Task
Taking the listing below line by line, tally those that contain the string "github". Give the total alone.

Task input

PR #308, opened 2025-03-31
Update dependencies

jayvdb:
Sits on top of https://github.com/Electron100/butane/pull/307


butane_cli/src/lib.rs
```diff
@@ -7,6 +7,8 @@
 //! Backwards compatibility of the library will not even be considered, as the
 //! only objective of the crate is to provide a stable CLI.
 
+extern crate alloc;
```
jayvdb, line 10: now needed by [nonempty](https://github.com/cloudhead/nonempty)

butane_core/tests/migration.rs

Finished task
2